Luckily for Lucky, nothing blew up and her owner fished her out of the water because, he told The Chronicle, he didn't want her to drown. 


But that didn't impress Alameda County prosecutors, who charged Nick Sigmon, an 18-year-old lifeguard at Lake Don Castro, and fellow lifeguard Paul Collins, 20, of Castro Valley with misdemeanor animal cruelty on Wednesday. Two other people present during the July 13 incident may also face charges. 


"I think that a lot of people are judging us without knowing us at all," Sigmon said. "It's really bothering me." 
Collins declined to comment Wednesday. 


Sigmon said he adopted Lucky after he nearly ran over her with his Acura Integra as she hopped across a San Leandro street just after Easter. He's headed to UC Santa Barbara this fall -- to study biology -- and said he simply can't care for Lucky anymore. 

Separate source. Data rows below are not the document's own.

PR #687, opened 2026-08-07
Last Seen column in the user management grid

### LINKED ISSUE #675: Show last_seen in the users list — presentation TBD
### Description

The backend now serves `last_seen` on `/api/v1/users` (CMS-Enterprise/ztmf#522). Nothing displays it yet, and that is deliberate — the data is available so the team can decide how it should be shown rather than having a presentation chosen for them.

Until then the question is answerable by query, so this is not blocking anyone.

### What the field is

The timestamp of the most recent activity that user recorded in the events log, **including signing in**. Derived on read, so it is always current.

The backend now writes a session event at login, so someone who signs in and only reads still registers. That means "signed in but never touched anything" and "never signed in at all" are now distinguishable, which they were not before.

One caveat to respect in the wording: the log is not retrospective. For an account created before login events existed, `null` means "nothing since then", not "never". That ambiguity shrinks as people sign in, but the UI should not promise more than the data supports on day one.

### Why it is worth surfacing

Roughly 1,250 respondent accounts exist, nearly all created by the onboarding load rather than by signup. During the FY2026 call the recurring question has been "has this person actually shown up" — for chasing participation, for deciding whether an OpDiv is stalled or simply untrained, and for spotting accounts that were provisioned to the wrong address. Right now answering it means one of us running SQL.

It also covers stale privileged accounts, which we currently have no way to spot at all: an administrator who has not signed in for months is now visible without anyone writing a query.

### Some directions, none of them decided

- A **Last seen** column in the users table, sortable, with never-used rendered distinctly rather than as an empty cell
- A filter or quick toggle for "no recorded activity", since that is the actionable subset
- Relative rendering ("3 days ago") with the absolute timestamp on hover
- Surfacing it per OpDiv so an OpDiv admin can see their own team's engagement — this is the version that would take us out of the help-desk seat, and it needs the endpoint's OpDiv scoping to be confirmed for this field

### Constraints worth respecting

- `last_seen` is `null`, not absent, for accounts with no recorded activity; treat null as a real value rather than missing data
- Null is not proof of "never signed in" for older accounts — see the caveat above
- The users list is already OpDiv-scoped for OpDiv-tier admins, so this field inherits that scoping — worth verifying rather than assuming when the UI lands

danielbowne:
Closes #675.

Adds a sortable "Last Seen" column to the user management grid, reading the `last_seen` field the backend now serves inline on `GET /users` - no new requests, the column rides the existing list response. Verified against the local prod clone: 1,269 users, 295 with timestamps, and the new "No Activity Only" toggle matches the remaining 974.

| | |
|---|---|
| Cell render | relative time ("18 hours ago"), absolute timestamp on hover and in a visually hidden span for screen readers |
| Never-active rows | italic "No activity recorded" - deliberately not blank, and deliberately not "never logged in" |
| Sorting | nulls last in both directions |
| Stretch (from the issue) | "No Activity Only" toolbar switch |

Two wording/mechanism choices worth knowing about:

**Why "Last Seen" and a neutral empty state.** Activity tracking began 2026-08-06, so for accounts created before that, null means "nothing since tracking began", not "never signed in". The label and empty state are worded so the column never accuses a user who simply predates tracking. A test pins the wording so it can't drift into "Never logged in".

**Why the sort comparator is direction-aware.** We're on x-data-grid v6.19.4, which has no `getSortComparator` (that's v7). The grid negates a plain comparator's result when sorting desc, which would flip "nulls last" into "nulls first" the moment someone sorts by most-recent. `compareLastSeen` reads the active sort direction and pre-compensates so never-active rows always sink to the bottom. Alternatives considered: a plain comparator (wrong under desc) and upgrading to v7 (out of scope for this change). The negation behavior is verified against the installed grid source and simulated end-to-end in a unit test.

The toggle drives a controlled filter model with an `isEmpty` filter on the column. The community DataGrid only keeps one column-filter item, so turning the toggle on replaces the items array rather than appending (an appended item is silently discarded when a filter panel filter already exists); quick-filter text lives beside the items and is preserved. That transform is extracted to `withNoActivityFilter` and unit-tested, including the pre-existing-filter case.

## Rider: InsightsPanel helper extraction

`severityStyle`, `rollupControls`, their types, `asText`, and `INFERRED_PASS_SOURCES` moved verbatim from `InsightsPanel.tsx` to a new `controlRollup.ts`. This clears the two long-standing `react-refresh/only-export-components` lint warnings (a component file must only export components). No behavior change - the move was line-diffed and the only deltas are `export` keywords, an import, and a docstring. Test imports updated to the new module.

## Testing

- 38 tests across `lastSeen.test.ts` / `LastSeenCell.test.tsx` / the untouched `cellEditGuards.test.ts`: ISO parsing (including the backend's microsecond timestamps), relative formatting, the direction-aware comparator with a grid-negation simulation, null render, the hidden-span a11y text, and the filter-model transform.
- Full suite: 866 passing. Typecheck and lint clean, zero warnings repo-wide.
- Verified live against a prod clone: render, both sort directions, and the toggle, as an OWNER account. OpDiv scoping needs no frontend work - `last_seen` is computed inside the same fail-closed OpDiv-scoped query as the rows themselves.
- Deliberately not needed: no new endpoints or hooks, no changes to `/users/current` (which intentionally returns null for this field), no edit-gate changes (the column is not editable).
image

The one judgment call to scrutinize: the toolbar switch wiring is covered by unit tests on the extracted filter-model transform rather than a grid-level component test, matching how the edit gates in this table are already tested.

### DIFF
--- a/src/types.ts
+++ b/src/types.ts
@@ -371,6 +371,11 @@ export type users = {
   deleted?: boolean
   isNew?: boolean
   identity_provider?: 'okta' | 'entra'
+  // Most recent recorded activity (incl. sign-ins), list endpoint only.
+  // null = no activity recorded since tracking began (2026-08-06), which for
+  // older accounts is NOT the same as "never signed in" - keep any empty-state
+  // wording neutral. /users/current always returns null for this field.
+  last_seen?: string | null
 }
 
 export type datacall = {
--- a/src/views/QuestionnairePage/InsightsPanel/InsightsPanel.test.tsx
+++ b/src/views/QuestionnairePage/InsightsPanel/InsightsPanel.test.tsx
@@ -1,10 +1,9 @@
 import { render, screen, fireEvent } from '@testing-library/react'
 import InsightsPanel, {
   OptionInsightBadges,
-  severityStyle,
-  rollupControls,
   ISSO_DETERMINATION_DISCLAIMER,
 } from './InsightsPanel'
+import { severityStyle, rollupControls } from './controlRollup'
 import type { InsightPayload } from '@/types'
 import CONFIG from '@/utils/config'
 
--- a/src/views/QuestionnairePage/InsightsPanel/InsightsPanel.tsx
+++ b/src/views/QuestionnairePage/InsightsPanel/InsightsPanel.tsx
@@ -14,6 +14,15 @@ import {
   asImpactLevel,
   FIPS_GOLD,
 } from '../fipsBaseline'
+import {
+  asText,
+  severityStyle,
+  rollupControls,
+  INFERRED_PASS_SOURCES,
+  type ControlRollup,
+  type ControlRollupState,
+  type ControlEvidence,
+} from './controlRollup'
 
 type Props = {
   payload: InsightPayload
@@ -1169,17 +1178,6 @@ function FeedCheckBlock({
   )
 }
 
-// Coerce an opaque payload value to renderable text. The payload is untrusted
-// JSON, so a field the type declares as a string could arrive as an object or
-// array; rendering that directly throws "Objects are not valid as a React
-// child" and (via the error boundary) blanks the whole panel. Coercing to a
-// string degrades gracefully instead. Returns undefined for nullish/empty so
-// existing truthiness guards still hide the element.
-function asText(v: unknown): string | undefined {
-  if (v == null || v === '') return undefined
-  return typeof v === 'string' ? v : String(v)
-}
-
 // Hardenize instance `detail` is inconsistent — a stringified JSON object
 // ({"Error message":"..."}), plain text ("Dangling DNS record: ..."), or empty
 // ({}). Surface something readable: JSON objects → their values joined; plain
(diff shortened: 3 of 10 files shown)


MackOverflow (dismissed):
The direction-aware sortComparator is the one thing to scrutinize (the author flags this too). Its correctness hinges on cellParams1.api.getSortModel() returning the newly-applied sort direction at the moment the comparator runs:

sortComparator: (v1, v2, cellParams1) => {
  const direction = (cellParams1.api.getSortModel() as GridSortItem[])
    .find((item) => item.field === cellParams1.field)?.sort ?? 'asc'
  return compareLastSeen(v1, v2, direction === 'desc' ? 'desc' : 'asc')
}
In v6, sortedRowsSelector runs the comparator against the already-updated state.sorting.sortModel, and getSortModel() reads that same state — so this is sound in v6.19.4, and api is present on GridSortCellParams in v6. The logic in compareLastSeen is a consistent total order under both asc and post-negation desc (I traced all four cases). ✅
But the wiring itself is untested. The 38 tests exercise compareLastSeen in isolation and simulate grid negation with -compareLastSeen(...) — they never assert that the column's comparator actually reads the live direction from getSortModel(). That glue is exactly the fragile part. Consider one integration-level test (render the grid, click the header twice, assert null rows stay at the bottom) — or at minimum acknowledge this is manual-verification-only.
Upgrade landmine: this whole approach exists to work around v6 lacking getSortComparator. It will silently invert on a v7 upgrade. The comment documents this well; ideally leave a // TODO(x-data-grid v7): replace with getSortComparator breadcrumb at the call site so the migration doesn't miss it.

danielbowne:
Good catch on the glue being the untested part. Pulled the wiring out of the column def into lastSeenSortComparator and added a grid-level test that renders a real DataGrid, clicks the header twice, and asserts the null rows stay at the bottom both ways, so the live getSortModel() read is exercised for real now instead of simulated with a hand-negated comparator. Also left the TODO(x-data-grid v7) breadcrumb at the definition so the getSortComparator migration doesn't get missed. be9dde0

danielbowne:
Stop finding good nits in my code Mack ;) Both fixed in be9dde0: the comparator wiring now has a real grid test (header clicked both ways, nulls stay at the bottom) and the v7 TODO breadcrumb is in place.

MackOverflow (approved):
looks good, no nits!

jsos3-cms:
Landed in `main` as part of #691, squash commit `b830d21`. Your four commits went in unchanged and `Closes #675` is re-declared on the batch, so ztmf-ui#675 is closed by the merge.

Closing as superseded rather than abandoned. Thanks @danielbowne.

Asked why the group decided to tape an illegal M-1000 -- a huge firecracker equivalent to a quarter of a stick of dynamite -- to the animal, Sigmon replied, "Um, that's a real tough question to answer." 
Their downfall came when one of them snapped photos of their alleged deeds and posted them on his Web log, an online diary of sorts. Because nothing on the Internet remains a secret for long, someone who happened upon the photos posted them on Craigslist, the hugely popular bulletin board where people post jobs, sell stuff and look for dates. 


From there, it didn't take long for the House Rabbit Society in Richmond to hear about an incident Executive Director Erin Williams called an "atrocity. " 

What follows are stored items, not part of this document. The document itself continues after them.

PR #688, opened 2026-08-07
Scope the Scored / Systems tile to the selected call(s)

### LINKED ISSUE #658: Dashboard "Scored / Total Systems" tile mixes a call-scoped numerator with an all-systems denominator
## Summary

The first dashboard stat tile, "Scored / Total Systems", puts a data-call-scoped numerator over an all-systems denominator, so the ratio does not mean what it reads as. A large share of the apparent shortfall is systems that are not part of the selected data call at all, not systems that are behind on it.

## Detail

In `src/views/StatisticBlocks/StatisticsBlocks.tsx`:

* The numerator (`answeredSystems`) counts systems that have an entry in the `scores` map. That map is `scoreMap` from `buildDashboardMaps`, built from `/scores/aggregate?datacallid=...` for each call currently selected in the year picker, so it is scoped to the selection.
* The denominator (`totalSystems`) is `fismaSystems.length`. `fismaSystems` comes from `/fismasystems` in `Title.tsx`, which takes no `datacallid`. It is every system the user can see, across all calls and all time.

The two never line up. A system that has never been part of the selected call still lands in the denominator and can never reach the numerator, so the tile permanently reports it as unscored for a call it was never in.

The comment above the loop currently claims the opposite:

```
// Counted inside the loop so the numerator and denominator always cover the same systems.
```

That holds for the average (`avgSystemScore` divides by `scoredCount`, which is what ztmf-ui#633 fixed), but not for this tile, which sets `totalSystems` from `fismaSystems.length` outside that reasoning.

Scale of the gap is easy to see against the current open call: the not-started population for that call is in the dozens, while the tile's implied unscored count is in the hundreds.

## Why it matters

The tile is the first number on the dashboard and the one people quote for data-call completeness. Reading it as "this many systems still owe us answers" overstates the outstanding work by an order of magnitude, and it drifts silently, since there is no error state or visual cue when the number is wrong.

## Proposed fix

Scope the denominator to the systems that are actually in the selected call(s): systems with a progress row where `questionsexpected > 0`. `progressMap` from `buildDashboardMaps` is already exactly that set and is already passed down the same path.

The label needs to change with it, since "Total Systems" will no longer be the whole inventory. Something like "Scored / Systems in this data call" states the population it is actually measuring.

## Ordering

This should land after #657. Before that fix, `progressMap` was missing never-started systems entirely (they had a progress row but no score row, and map construction keyed off scores alone), so `progressMap` could not serve as a correct call-scoped denominator. #657 is what makes the proposed fix possible.

## Secondary, needs confirming first

The numerator guard is `if (entry && entry.score)`, a truthiness check, so a system scoring exactly 0.00 would be dropped from the count, the average, and the "Lowest System Score" tile. Whether that is reachable depends on whether ZTMF scoring can produce a genuine 0.00. Worth confirming before changing it, because `buildDashboardMaps` also collapses a null `systemscore` to 0 via `systemscore ?? 0`, and excluding *that* case is correct. If 0.00 is reachable, the guard needs to distinguish the two rather than just switching to a null check.

## Acceptance criteria

* [ ] The tile's numerator and denominator cover the same population: systems in the selected data call(s).
* [ ] A system not present in any selected call does not appear in the denominator.
* [ ] The tile label names the population it measures.
* [ ] Selecting a different year or call updates both halves consistently.
* [ ] Unit tests in `StatisticsBlocks.test.tsx` cover a system outside the selected call and a call-scoped denominator.
* [ ] The stale "numerator and denominator always cover the same systems" comment is corrected or made true.

tarratsco:
## Summary

Closes #658.

The dashboard's first stat tile, "Scored / Total Systems", put a call-scoped numerator over an all-systems denominator, so the ratio did not mean what it read as. The numerator (`answeredSystems`) counts systems with an entry in `scoreMap`, which `buildDashboardMaps` builds per selected call. The denominator was `fismaSystems.length` from `Title.tsx`, which takes no `datacallid` and represents every system the user can see across all calls and all time. A system that was never part of the selected call still landed in the denominator and could never reach the numerator, so the tile permanently reported it as unscored for a call it was never in. This overstated the outstanding work by roughly an order of magnitude in production, with no error state when it drifted.

## Changes

* **`StatisticsBlocks.tsx`:** added a `progress` prop and scoped the denominator to systems actually in the selected call(s): a progress row with `questionsexpected > 0`, the set that already includes never-started systems. Numerator, average, and high/low logic are unchanged. The stale "numerator and denominator always cover the same systems" comment is corrected. Label changed to "Scored / Systems in selected data calls", which reads correctly whether one call or a whole year is selected.
* **`Home.tsx`:** passes `progress={progressMap}` (already built there for the table).
* Documented why the numerator's truthy score guard is correct: backend system scores are floored at 1.0 (`AVG(answer + 1.0)` per pillar), so a falsey value only comes from an absent/null score coalesced upstream, which must not count as scored.

## Acceptance criteria

* [x] The tile's numerator and denominator cover the same population: systems in the selected data call(s).
* [x] A system not present in any selected call does not appear in the denominator.
* [x] The tile label names the population it measures.
* [x] Selecting a different year or call updates both halves consistently (both derive from `buildDashboardMaps`).
* [x] Unit tests cover a system outside the selected call and a call-scoped denominator.
* [x] The stale "same systems" comment is corrected.

## Testing

* **`StatisticsBlocks.test.tsx` (7 tests):** denominator scoped to system(s) in the selected call(s) with an out-of-call system excluded; a `questionsexpected: 0` (no-questionnaire) system excluded; a no-participation call reads 0 / 2 (not below scale); a total progress-fetch failure reads N / 0 rather than a false 100%; thousands separators intact.
* `tsc --noEmit` and `eslint` clean; Home suite (12) green.
* Behavior-only; the visible change is the corrected count and label.

### DIFF
--- a/src/views/Home/Home.tsx
+++ b/src/views/Home/Home.tsx
@@ -103,7 +103,7 @@ export default function HomePageContainer() {
   }
   return (
     <Box>
-      <StatisticsBlocks scores={scoreMap} />
+      <StatisticsBlocks scores={scoreMap} progress={progressMap} />
       <BreadCrumbs />
       <FismaTable
         scores={scoreMap}
--- a/src/views/StatisticBlocks/StatisticsBlocks.test.tsx
+++ b/src/views/StatisticBlocks/StatisticsBlocks.test.tsx
@@ -1,6 +1,6 @@
 import { render, screen } from '@testing-library/react'
 import StatisticsBlocks from './StatisticsBlocks'
-import type { FismaSystemType, SystemScoreEntry } from '@/types'
+import type { FismaSystemType, ScoreProgress, SystemScoreEntry } from '@/types'
 
 // StatisticsBlocks reads the full active-system list from the outlet context and
 // the selection-scoped score map from props. The bug in ztmf-ui#633 was the
@@ -22,6 +22,18 @@ const score = (
   score: n,
   tier,
 })
+
+// A progress row for a system in the selected call(s). `expected` is the number
+// of applicable questions; > 0 means the system is part of the call.
+const prog = (id: number, expected: number): ScoreProgress =>
+  ({
+    fismasystemid: id,
+    questionsexpected: expected,
+    questionsanswered: 0,
+    questionsupdated: 0,
+    lastupdatedat: null,
+    updatedsincestart: false,
+  }) as ScoreProgress
 
 // Read the big numeral out of a tile located by its label. The high/low tiles
 // fold an acronym into the label element, so callers pass a regex for those.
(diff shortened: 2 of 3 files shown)


jsos3-cms (approved):
Approving. I verified the claims by execution rather than inspection, and every concern I went in with turned out to be unfounded.

The effect's dependency array does include `progress` (`StatisticsBlocks.tsx:110`), so the denominator recomputes when the progress map arrives and when the selected call changes. There is exactly one call site for this component, `Home.tsx:106`, and it passes the prop, so the optional signature is not a live hazard today. And there is no division to go wrong: the tile concatenates two `toLocaleString()` numerals, so an `inCallCount` of zero renders as literal text rather than `NaN`, and the average divides by the scored count behind its own zero guard, untouched by this change.

Your truthy-score reasoning also checks out against the backend. System and pillar scores both derive from `AVG(COALESCE(a.score, 0) + 1.0)`, and `functionoptions.score` is fixed reference data in the 1 to 4 range with no write path, so a computed score is never below 1.0 and a missing one is absent from the response rather than present as zero. That closes the open question #658 raised before this PR existed.

Three non-blocking notes.

The strongest is a test gap rather than a defect, and it is worth two minutes while this is fresh. I mutated the dependency array back to `[fismaSystems, scores]` and all seven tests still passed, because each test renders once with its final props and React runs an effect on mount regardless of what its dependency array says. So the array is correct today and nothing pins it: a later refactor could drop `progress` and the suite would stay green, reintroducing exactly the stale-denominator bug this PR fixes. One test that renders with a stale or undefined `progress`, then rerenders with a populated map and asserts the tile updates, closes that permanently.

Second, "an outage reads as 0" holds for a total progress failure but not a partial one. `aggregateScores.ts` populates the score and progress maps independently, and `Home.tsx` catches per call id, so if one call's progress request fails while its score request succeeds, systems scored via that call land in the numerator and are absent from the denominator. The tile can then read something like 3 / 1. Degraded-backend only and cosmetic, so I would not hold anything for it.

Third, `questionsexpected === 0` is not exclusively the intentional no-questionnaire case. The backend's `expected` CTE is built from inner joins through `datacenterenvironments`, so a system whose environment value fails to resolve also lands at 0. Such a system is absent from the scores map too, so it drops out of numerator and denominator together and the ratio stays honest, but the true call population is undercounted by one. Pre-existing and not worsened here; a backend thread if anyone wants it.

Folding this into tonight's frontend batch.

jsos3-cms:
Landed in `main` as part of #691, squash commit `b830d21`. Your commit went in unchanged and `Closes #658` is re-declared on the batch, so ztmf-ui#658 is closed by the merge.

The one follow-up worth carrying forward is the test-hardening note in my review above: the effect's dependency array is correct today but no test pins it, since a single `render()` cannot exercise a dependency array at all. A `rerender()` test would close that permanently. Not urgent, and easiest while this is still fresh.

Closing as superseded rather than abandoned. Thanks @tarratsco.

"I think it's a real tragedy, and I think that any kind of abuse to any animal, whether it's a rabbit or anything else, is simply inexcusable," Williams said Wednesday. Williams said she urged prosecutors to file felony charges. 


But Deputy District Attorney Steve Dal Porto said the two men face misdemeanor charges at most because neither has a criminal history and Lucky escaped injury. Complicating matters was the fact that Sigmon "jumps in and rescues it when he sees it's about to drown," Dal Porto said. This, after Sigmon was "willing to blow the animal up," the prosecutor said. 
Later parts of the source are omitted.